We women have to stick together. It’s the code of the sisterhood. (thou shalt not neglect thine sister, remember?) We do not leave our friends at a bar. We do not leave their drinks unattended. And we do not give them an honest opinion about their body. (probably because they’ll reciprocate with an honest opinion about ours) They are never wrong…it’s the other guys fault, always, and they are NOT just like their mother.

We ALWAYS tell them when there’s food in their teeth, why the guy ditched them, and when it’s time to call their mother. We also NEVER remind them of stupid things they’ve done.

Unlike men, women have a code of conduct that ensures no embarrassing moments. It’s the unwritten rule that protects us from society’s criticisms (ok, our criticisms….women really are the worst for dissecting each other)

Last year when my son got married I experienced such a ‘moment’. Just after the ceremony I dashed to the washroom to empty out the 2 glasses of wine I’d slugged back before the speeches started. I hiked up my dress, did what was needed, then stepped to the sink to wash my hands. I felt something wet slap the back of my legs and looked back to see that the chiffon cape attached to the back of my dress was soaked. Apparently when I hiked up my skirt I missed grabbing that piece and it was dunked into the toilet (OMG, I peed on my cape!) Well isn’t that lovely? Mother of the groom.

I could hear the speeches starting up so desperate I yanked the cape to the front, washed it in the sink, then held it up in front of the hand dryer for what seemed like an eternity. Finally it was dry and appeared to be stain free so I flew back out to enjoy the wedding. (getting that dress to a dry cleaner was my first priority after that weekend) I was mortified at my clumsiness but thanks to the 2 glasses of wine from earlier, not as discreet as I probably should’ve been.

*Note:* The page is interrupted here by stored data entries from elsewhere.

PR #144, opened 2026-02-07
Do not render trailing 0 in XML

pet-zh:
There is no value added, and those consume minimal space in barcodes. This also something I have seen in some of my real world statements.

### DIFF
--- a/src/opensteuerauszug/model/ech0196.py
+++ b/src/opensteuerauszug/model/ech0196.py
@@ -420,9 +420,7 @@ class BaseXmlModel(BaseModel):
                         raise NotImplementedError("Base64 encoding is not implemented")
                     elif isinstance(value, Decimal):
                         # Format Decimal as a plain string to avoid scientific notation and remove trailing zeros
-                        normalized = value.normalize()
-                        # Remove trailing .0 if present (e.g., 1.0 -> 1)
-                        str_value = format(normalized, 'f').rstrip('0').rstrip('.') if '.' in format(normalized, 'f') else format(normalized, 'f')
+                        str_value = format(value.normalize(), "f")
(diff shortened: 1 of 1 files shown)


src/opensteuerauszug/model/ech0196.py
```diff
@@ -419,8 +419,10 @@ def _build_attributes(self, element: ET._Element):
                         # TODO: Implement base64 encoding if needed for fileData
                         raise NotImplementedError("Base64 encoding is not implemented")
                     elif isinstance(value, Decimal):
-                        # Format Decimal as a plain string to avoid scientific notation
-                        str_value = f'{value:f}'
+                        # Format Decimal as a plain string to avoid scientific notation and remove trailing zeros
+                        normalized = value.normalize()
+                        # Remove trailing .0 if present (e.g., 1.0 -> 1)
+                        str_value = format(normalized, 'f').rstrip('0').rstrip('.') if '.' in format(normalized, 'f') else format(normalized, 'f')
```
vroonhof: my AI friends think that str_value = format(value.normalize(),"f") is sufficient without the ugly strip and one one example I tried this is indeed true.

pet-zh: @vroonhof Looks like your AI friend is right here - mine (I think it was copilot in this case) somehow wanted to do it in a more extensive way ;) Applied - thanks!

vroonhof:
This now actually fails one of my real data tests 

FAILED tests/model/test_ech0196.py::test_xml_round_trip_files[/workspaces/opensteuerauszug/private/samples/UBS_fixed.xml]

because apparently UBS does not do this. Need to ponder what to do here..

PR #146, opened 2026-02-07
PDF: Ensure stable sorting for accounts, payments and securites

### LINKED ISSUE #93: PDF: Order events (e.g. payments) by event date
The DL example XML does not have ordered all events (e.g. interest payments) by event date. We should order all events by date (e.g. interest, security payments) before printing them into the table.

pet-zh:
This ensures stable sorting in PDF even when XML input is not sorted (which is not required as per spec).

This also allows easier comparison with PDFs render with offical tooling.

Resolves #93

### DIFF
--- a/src/opensteuerauszug/render/render.py
+++ b/src/opensteuerauszug/render/render.py
@@ -1343,6 +1343,12 @@ def create_securities_table(tax_statement, styles, usable_width, security_type: 
         depot_header_rows.append(current_row)
         current_row += 1
 
+        securities_in_depot.sort(
+            key=lambda s: (
+                int(s.valorNumber) if s.valorNumber is not None else 0,
+                s.securityName if s.securityName is not None else ''
+            )
+        )
         for security in securities_in_depot:
             # Description/header row for the security
             if security.country != "CH" and security.country != None:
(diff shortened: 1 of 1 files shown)


src/opensteuerauszug/render/render.py
```diff
@@ -1278,7 +1279,13 @@ def create_securities_table(tax_statement, styles, usable_width, security_type:
     intermediate_total_rows = []
     current_row = 1  # Start after header
 
-    
+    filtered_securities.sort(
```
vroonhof: Surely we must keep the depot as the primary key so that depots stay together.

src/opensteuerauszug/render/render.py
```diff
@@ -1278,7 +1279,13 @@ def create_securities_table(tax_statement, styles, usable_width, security_type:
...
+        key=lambda pair: (
+            pair[1].valorNumber is not None,
```
vroonhof: Is this sort order (items without valor first) the one in the example tool you are comparing with?  If so I think it could be achieved more simply by setting it to zero if missing and using it as the main key.

src/opensteuerauszug/render/render.py
pet-zh: Good catch - done.
Displaying the depot number in the PDF is another TODO, but not addressed here.

pet-zh:
@vroonhof I have resolved the merge conflicts here.

In addition, I have also taken ex-date into account for payments.

PR #147, opened 2026-02-07
Summary table layout spacing fixes

pet-zh:
Added TODOs for splitted up DA-1 and USA values since I am not sure how to get those (only difference compared to the official template).


vroonhof:
Difficult to reviews without running it through a visible example. But i don't want you to wait. Let's merge.

PR #159, opened 2026-02-11
Improve raw-import

### LINKED ISSUE #97: render.py: Running render.py directly causes 0 values for some totals
For testing adjustments in `render.py`, I run this class directly.

This causes for example `0` value for `Steuerwert der A- und B-Werte am 31.12.202X` on summary page.

This value is defined in the XML top level as attribute (`totalTaxValue`).

Some applies to the summary line at the right `(1) Davon A XXX und B XXX`.

Making this work would be very handy to also test any other real world XML files. Or do I miss something here?

pet-zh:
- fill in missing fields to make rendering possible in render phase
- fix DA1 detection in TotalCalculator
- minor other cleanups

Resolves #97

### DIFF
--- a/src/opensteuerauszug/calculate/total.py
+++ b/src/opensteuerauszug/calculate/total.py
@@ -1,6 +1,7 @@
 from decimal import Decimal
 from typing import List, Optional, Dict, Any, cast
 
+from ..core.security import determine_security_type
 from ..model.ech0196 import (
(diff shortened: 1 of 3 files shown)


pet-zh:
With this change, I am almost able to reproduce the [DL sample](https://datalevel.ch/assets/downloads/dl-sampleibkr_echsteuerauszug_stj2024.pdf) (some minor differences need more investigation).

PR #161, opened 2026-02-12
Importer: Do not add 0 quantity start-of-period stock entry

### LINKED ISSUE #136: XML: Do not generate blank initial holdings (`stock`) when balance is zero
Follow-up from https://github.com/vroonhof/opensteuerauszug/issues/130:

The initial holdings line does not need to be printed in case it was 0 (in the below example for 10.4.2025) (`stock` element with `mutation=0` and `quantity=0`):
Image

In my real world examples, there is not even a line in such cases in the XML. So I would suggest to move this check from rendering to XML generation. 

Sorry, my initial comment wasn't fully clear about this.

The spec is clear about this ([p32](https://www.ech.ch/sites/default/files/dosvers/hauptdokument/STAN_d_DEF_2022-06-07_eCH-0196_V2.2.0_E-Steuerauszug_.pdf)):
> Der Bestand (Mutationen) zum Titel. Ein Anfangsbestand zum Periodenbeginn (`periodFrom`) ist anzugeben, wenn dieser grösser 0 ist.
Alle Zugänge und Abgänge innerhalb des Steuerjahres sind als Mutationen anzugeben. Ein
Endbestand zum Periodenende (`periodTo`) ist nicht anzugeben, da sich dieser aus dem Anfangsbestand, den Zugängen und Abgängen im Steuerjahr ergibt.

That means we should apply this change to the imported, and revert the renderer change done in https://github.com/vroonhof/opensteuerauszug/pull/131.

pet-zh:
According this spec, such entries must not be added.

Since we are doing this now in importer lever, handling in renderer can be removed (reverts 3ac9d7f).

Resolves #136

### DIFF
--- a/src/opensteuerauszug/importers/schwab/schwab_importer.py
+++ b/src/opensteuerauszug/importers/schwab/schwab_importer.py
@@ -142,11 +142,6 @@ class SchwabImporter:
             if start_pos_synth:
                 qty_to_set_at_start = start_pos_synth.quantity
                 logger.info(f"[{current_identifier}] Synthesized start position for {self.period_from}: Qty {qty_to_set_at_start} {currency_at_start}")
-            else:
-                earliest_stock_date = min(s.referenceDate for s in live_stocks_list) if live_stocks_list else None
-                if not earliest_stock_date or earliest_stock_date > self.period_from or \
-                   (earliest_stock_date == self.period_from and live_stocks_list[0].mutation):
-                    logger.info(f"[{current_identifier}] No suitable existing/synthesizable start balance for {self.period_from}. Inserting zero balance.")
 
             if qty_to_set_at_start != 0:
                 start_balance_stock = SecurityStock(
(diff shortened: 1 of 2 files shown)


src/opensteuerauszug/importers/schwab/schwab_importer.py
```diff
@@ -148,15 +148,17 @@ def _reconcile_and_ensure_boundary_stocks_for_position(
                    (earliest_stock_date == self.period_from and live_stocks_list[0].mutation):
                     logger.info(f"[{current_identifier}] No suitable existing/synthesizable start balance for {self.period_from}. Inserting zero balance.")
```
vroonhof: this will now never happen, I think that makes the whole else block dead code.

tests/importers/ibkr/test_ibkr_importer.py
```diff
@@ -671,15 +668,7 @@ def test_transfer_with_open_position_no_trades(sample_ibkr_settings):
         assert iwda_sec.country == "IE"
         
         # Check stock entries: should have opening balance, transfer mutation, and closing balance
```
vroonhof: this should now have "should NOT have opening balance (because zero)

tests/importers/ibkr/test_ibkr_importer.py
vroonhof, line 376: maybe add a comment there that this path is now checking the case where opening balance is non-trivial (the tests in this file are horrible, but that is another matter).

vroonhof (approved):
Thanks for the adjustments

vroonhof:
This PR actually broke integration testing on my own data because some downstream logic assumes there is always a position entry.

'''
INFO:opensteuerauszug.calculate.cleanup:Generated new TaxStatement.id: CH19334IBKRU2333563XX2024123101
Error during phase calculate: Could not determine stock quantity for security 'US02072L5654' (Depot: U2333563, Payment: 'BOXX(US02072L5654) CASH DIVIDEND USD 0.16782 PER SHARE (Short Term Capital Gain)' on 2024-08-14, exDate: N/A) using date 2024-08-14 (as paymentDate). Check stock history. Current quantity remains -1.
Stack trace:
'''

PR #182, opened 2026-02-16
IBKR: Improve stock mutations

pet-zh:
- use consistent label for both aggregated and non-aggregated trades
- set `unitPrice` attribute instead of appending trade price into label

### DIFF
--- a/src/opensteuerauszug/importers/ibkr/ibkr_importer.py
+++ b/src/opensteuerauszug/importers/ibkr/ibkr_importer.py
@@ -179,11 +179,11 @@ class IbkrImporter:
                     # test for same sign of quantity
                     and (pending.quantity * stock.quantity) > 0
                 ):
-                    pending.quantity += stock.quantity
-                    if pending.quantity > 0:
-                        pending.name = "Buy"
-                    else:
-                        pending.name = "Sell"
+                    total_quantity = pending.quantity + stock.quantity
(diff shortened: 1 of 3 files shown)


src/opensteuerauszug/importers/ibkr/ibkr_importer.py
```diff
@@ -179,18 +179,19 @@ def _aggregate_stocks_by_date(self, stocks: List[SecurityStock]) -> List[Securit
                     # test for same sign of quantity
                     and (pending.quantity * stock.quantity) > 0
                 ):
-                    pending.quantity += stock.quantity
-                    if pending.quantity > 0:
-                        pending.name = "Buy"
```
vroonhof, line 184: does that mean that in the output we now no longer have "Buy" or "Sell" I feel keeping that is cleaner.

vroonhof (commented):
sorry don't have time check output in my example yet.

src/opensteuerauszug/importers/ibkr/ibkr_importer.py
pet-zh: No, the labels BUY or SELL are still preset. They are set before aggregating. In my understanding this block here got added to override it so that they no longer display for example price in the label, because that would be wrong after aggregation. Since I have cleaned up the initial label, this is no longer necessary in my understanding.

Issue #156, opened 2026-02-08
Consider rendering DA-1 subtotals by country


vroonhof:
My swiss banks do this. I have not checked if the standard/example renderer in taxstatement.jar does as well.

It seems purely cosmetic at this point as it is not in the XML data. (though for it to be useful to compare with for example 1042-S it would be nicer if it also kept totals in local currency, but nobody does and the kursliste doesn't even provided it per se)

pet-zh:
Yes, the official rederer does this.

BTW, I cane across a pretty extensive IBKR example from DL which uses the official renderer: https://datalevel.ch/assets/downloads/dl-sampleibkr_echsteuerauszug_stj2024.pdf

You probably want to add this to your local test suite.

pet-zh:
@vroonhof Please reopen. My PR only adds country headers, but not subtotals.
Subtotals row should contain subtotals for: Steuerwert, Bruttoertrag, Anrechenbare ausl. Quellensteuer, Steuerrückbehalt USA. Left label should be "Total US" where US is the country.

PR #196, opened 2026-02-18
PDF: Print country headers for DA1 securities

pet-zh:
Ordering by country for DA1 securities is also applied by official renderer.

Related to #156


vroonhof:
Can you sync and see if you can trigger the new example pdf renderer..

pet-zh:
@vroonhof Done. Works like a charm - nice work on the PR PDF preview tooling!

Please note that main is currently broken due to a merge race. I have included the fix here.

PR #227, opened 2026-02-22
Convert negative bank account holdings into liabilites

pet-zh:
Remove `LiabilityAccount.liabilityCategory` since it is not a valid attribute according to XSD.

### DIFF
--- a/tests/calculate/test_cleanup.py
+++ b/tests/calculate/test_cleanup.py
@@ -1236,7 +1236,7 @@ class TestNegativeBankAccountBalance:
         assert liability.taxValue.balance == Decimal("1500.50")
         assert liability.totalTaxValue == Decimal("1500.50")
         assert liability.bankAccountNumber == bank_account.bankAccountNumber
-        assert liability.bankAccountName == bank_account.bankAccountName
+        assert bank_account.bankAccountName in liability.bankAccountName
         assert liability.bankAccountCountry == bank_account.bankAccountCountry
         assert liability.bankAccountCurrency == bank_account.bankAccountCurrency
 


src/opensteuerauszug/render/render.py
```diff
@@ -621,77 +621,164 @@ def create_summary_table(data, styles, usable_width):
     return KeepTogether([summary_table, Spacer(1, 2*mm)])
 
 # --- Liabilities Table Function ---
-def create_liabilities_table(data, styles, usable_width):
-    """Creates a table displaying liabilities information.
-    
+def create_liabilities_table(tax_statement, styles, usable_width):
```
vroonhof, line 624: for follow up. If we are going to create liabilities then we should probably also add them to the overview page. Unfortunately in the standard layout that is put at the bottom (left) where we put our notices.

I am including this because it is an improvement we should definately not create negative bank account values.

src/opensteuerauszug/calculate/cleanup.py
```diff
@@ -252,6 +258,45 @@ def calculate(self, statement: TaxStatement) -> TaxStatement:
...
+                        logger.info(
+                            f"  BankAccount {account_id}: Found negative balance {bank_account.taxValue.balance}. "
+                            f"Creating liability account and setting balance to 0."
+                        )
+
+                        # Create liability account from the negative bank account
+                        liability_account = LiabilityAccount(
+                            iban=bank_account.iban,
+                            bankAccountNumber=bank_account.bankAccountNumber,
+                            bankAccountName=bank_account.bankAccountName or BankAccountName(account_id),
```
vroonhof: I feel we should add some reference in name to say this is a negative balance. I agree it is part of the context but I think it would also be clearer for the user.

src/opensteuerauszug/calculate/cleanup.py
```diff
@@ -276,6 +321,17 @@ def calculate(self, statement: TaxStatement) -> TaxStatement:
         else:
             logger.info("No bank accounts found to process.")
 
+        # Add any liabilities created from negative bank account balances
+        if liabilities_to_add:
```
vroonhof, line 330: not 100% clear why we are collecting these in a side array first instead of just directly adding them to the the tax statement,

Upon exiting the washroom I bumped into the mother of the bride (who’d managed to keep her dress pee-free…show off) and she roared! She also told her sisters who were standing nearby and we all had a good laugh.

A year passed and I happened to bump into these women at another function and one of them reminded me of my little ‘accident’. (I had completely forgotten about it but thanked her for the memory) We laughed all over again, just in fun because that’s what our entourage does. Protects us, laughs with us (never at) and, going forward, holds up our dress when we have to pee.